Most Americans reject the idea that any political leader is indispensable. We are a nation of 65 times as many people as we were in 1789. There are plenty of talented leaders. If a president of the stature of a Washington, Lincoln, or FDR were available and the nation faced exacting emergencies, their services could be retained in the role of national counselor, roving ambassador, or Cabinet member without portfolio.
Although the 22nd does somewhat diminish the choice of the voter, this restriction is likely to occur only once every 50 years, if then. Most presidents never even get a second term. Most of those who serve a second gladly retire because of deteriorating health or diminished polticial support, or a combination of the two. Note also that the voters don't appear all that upset by this diminution of their voting privilege - 60 percent support retention of the two-term limit. Moreover, the charge that the 22nd Amendment is undemocratic is irrelevant. Ours is not a pure democracy. It is a republican government under a federal system. A republican government purposely limits the majority of voters in a number of ways and protects the minority, however small. The limits of the 22nd stand together with judicial review, age, and residency requirements to run for office, and the supermajorities needed for treaty ratification or amending the Constitution as safeguards against undesirable or excessive majoritarianism.
Big-city mayors who have stayed for a third or fourth 4-year term provide additional skepticism about repeal. There are exceptions. Yet in Boston; Chicago; Detroit; Newark, N.J.; Kansas City, Mo.; and Washington, multiterm mayors have often been less responsive, less accountable, and more tempted to engage in arrogance or corruption than in their first or second terms.
A president who stays for 12 or 16 years would very likely be able to stack if not pack the Supreme Court and fundamentally alter the partisan leanings of the entire federal judiciary.

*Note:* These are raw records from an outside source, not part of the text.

PR #3382, opened 2026-05-11
Populate span termination attributes correctly

fractalwrench:
## Goal

Alters the `Span.toFailedSpan` extension function so that it sets the termination reason. `hasEmbraceAttribute` had overloads for both `Span` and `Map<String, Any>`, which meant in the context of `toFailedSpan` the `mutableMapOf` was checked for attributes. 

## Testing

Enhanced unit test coverage.


bidetofevil (approved):
LGTM

PR #3383, opened 2026-05-11
Prevent duplicate crash requests

fractalwrench:
## Goal

Prevents duplicate crash requests from being sent by shutting down the `SchedulingService` when a crash is received.

## Testing

Added unit tests.


embrace-android-delivery/src/main/kotlin/io/embrace/android/embracesdk/internal/delivery/intake/IntakeServiceImpl.kt
```diff
@@ -111,6 +124,9 @@ class IntakeServiceImpl(
         }
     }
 
+    private fun StoredTelemetryMetadata.isCrashPayload(): Boolean =
```
bidetofevil: Specifically, this is a payload after which the process is expected to terminate. Like, an native crash is a crash payload but wouldn't and shouldn't trigger this. Should this be renamed so it's clearer when this is read?

bidetofevil (approved):
This looks good to me in terms of fixing the current behaviour, so I think we should merge it as is (except make a non-blocking rename suggestion).   
  
While talking to Fredric about this, we said he wanted to hold the process open to try to send the crash with a small timeout so we can potentially get this earlier and without requiring the app to startup again.  
  
Do you see any complications if we did this, i.e. can we confirm the delivery request finished, either the HTTP request is persisted or the initial send was successful? We can discuss this offline

fractalwrench:
@bidetofevil I think we need to pick one approach. If we care more about duplicates than deliverability then we should not attempt to make a HTTP request when crashing. If it's the inverse, we can attempt to make a HTTP request.

This is also a numbers game from my POV. We're very unlikely to stop duplicate crash reports entirely but we can reduce their frequency through different delivery strategies. I'll leave this open until there's consensus on the approach we take.

bidetofevil:
For the record, I also think we should persist the payload and not send until the next app startup. The kind of edge cases attempting delivery will reduce (but not prevent entirely) doesn't seem worth the extra complexity and potential complications down stream caused by the indeterminism. 

The vast majority of crash apps wills start again, so this is mostly just a delay. And if this crash is so unique that all cases of it are from an app never starts up again, it's probably too obscure for most ppl to care about. And if there's something structural that prevents the app or SDK from ever starting up again... well that is even less likely IMO,.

FDR appointed nine justices in 12 years. Nixon appointed four in just five years. Do we really want presidents these days who could dominate and thereby control two branches of government?
The 1986 boomlet to banish the 22nd from the Constitution was a partisan ploy to retain the White House for another four years and to reap the political advantages of patronage, judicial nomination, and Reagan's once magical fund-raising abilities. Congressman Guy Vander Jagt would not have sought repeal if Gary Hart or Joseph Biden were in the White House.
The Constitution should not be amended, or unamended, for short-term partisan advantages. Fortunately the drive to repeal this amendment died with the revelation of the Iran-contra affair. Similarly, the last boomlet to repeal the 22nd halted with Nixon's 1973 tailspin.
The 22nd Amendment has drawbacks. Its virtues, however, will be appreciated in future generations. It is an acceptable, if imperfect, compromise.
Thomas E. Cronin is the McHugh professor of American institutions at the Colorado College.